"Yes; I would have been an honest little girl, trying to make you comfortable."
Throwing himself on his back, Frank argued prosaically—
"Then you mean to say you really care about me more than any one else?"
She assured him that she did; and again and again the temptations of women were discussed. He could not sleep, and stretched at length on his back, he held Lizzie's hand.

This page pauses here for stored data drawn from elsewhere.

PR #1339, opened 2020-10-08
Update on teams and task generation statuses on plan

ciremusyoka:
Fixes: https://github.com/onaio/canopy/issues/1551
Adds the following:
- Configuration to ignore taskGenerationStatus when creating plans
- Don't update taskGenerationStatus on plan update
- Don't update teamAssignmentStatus on plan update


src/containers/pages/InterventionPlan/UpdatePlan/tests/fixtures.ts
```diff
@@ -83,6 +84,7 @@ export const updatePlanFormProps = {
     start: parseISO('2019-07-10T00:00:00.000Z'),
     status: 'active',
     taskGenerationStatus: 'False',
+    teamAssignmentStatus: '',
```
moshthepitt, line 87: What are the possible values of this?

ciremusyoka: I don't think we need them because we are only updating based on the values that we get from the server that is why have used `string`.

moshthepitt: Understood.  But what are the possible values of this for plan objects in general?

kelvin-muchiri (dismissed):

src/containers/pages/InterventionPlan/UpdatePlan/tests/fixtures.ts
ciremusyoka: `False` and `True`

moshthepitt:
@ciremusyoka I believe that the desired way this works is:

1. When creating plans, we should have an env that controls what value we set for this.
2. When creating plans and the env is not set, this should be completely not set and absent in the plan object JSON
3. When updating plans, we should keep whatever value was set without changing it at all
4. When updating plans that do not have this, we should do nothing.  We should not add it to the plan at all.

Is the above correct?

Could you please point me to tests that handle each of the four scenarios above?

src/components/forms/PlanForm/tests/helpers.test.ts
```diff
@@ -131,6 +137,62 @@ describe('containers/forms/PlanForm/helpers', () => {
...
+    expect(generatePlanDefinition(planFormValues3 as PlanFormFields, null, true)).toEqual(
+      expectedDynamicPlan
+    );
+
+    // on edit when taskGenerationStatus is not present
+    const { taskGenerationStatus, ...planFormValues3Copy } = planFormValues3;
+    expect(generatePlanDefinition(planFormValues3Copy as PlanFormFields, null, true)).toEqual(
+      expectedDynamicPlanCopy
+    );
+  });
```
ciremusyoka, line 194: > @ciremusyoka I believe that the desired way this works is:
> 
> 1. When creating plans, we should have an env that controls what value we set for this.
> 2. When creating plans and the env is not set, this should be completely not set and absent in the plan object JSON
> .....

@moshthepitt this tests.

src/containers/pages/InterventionPlan/UpdatePlan/tests/dynamicFi.test.tsx
```diff
@@ -77,6 +77,7 @@ describe('components/InterventionPlan/UpdatePlan', () => {
       { code: 'fiStatus', valueCodableConcept: 'A1' },
       { code: 'fiReason', valueCodableConcept: 'Routine' },
       { code: 'taskGenerationStatus', valueCodableConcept: 'True' },
+      { code: 'teamAssignmentStatus', valueCodableConcept: 'True' },
```
ciremusyoka, line 80: > @ciremusyoka I believe that the desired way this works is:
> 
> 1. When creating plans, we should have an env that controls what value we set for this.
> 2. When creating plans and the env is not set, this should be completely not set and absent in the plan object JSON
> .....

@moshthepitt and also this tests.

src/components/forms/PlanForm/helpers.ts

She was in a communicative humour, and told him the story of the waiter, whom she described as being "a fellow like Mike, who made love to every woman." She told him of three or four other fellows, whose rooms she used to go to. They made her drink; she didn't like the beastly stuff; and then she didn't know what she did. There were stories of the landlady in whose house she lodged, and the woman who lived up-stairs. She had two fellows; one she called Squeaker—she didn't care for him; and another called Harry, and she did care for him; but the landlady's daughter called him a s——, because he seldom gave her anything, and always had a bath in the morning.
"How can a girl be respectable under such circumstances?" Lizzie asked, pathetically. "The landlady used to tell me to go out and get my living!"
"Yes; but I never let you want. You never wrote to me for money that
I didn't send it."
"Yes; I know you did, but sometimes I think she stopped the letters. Besides, a girl cannot be respectable if she isn't married. Where's the use?"
He strove to think, and failing to think, he said—
"If you really mean what you say, I will marry you." He heard each word; then a sob sounded in the dark, and turning impulsively he took Lizzie in his arms.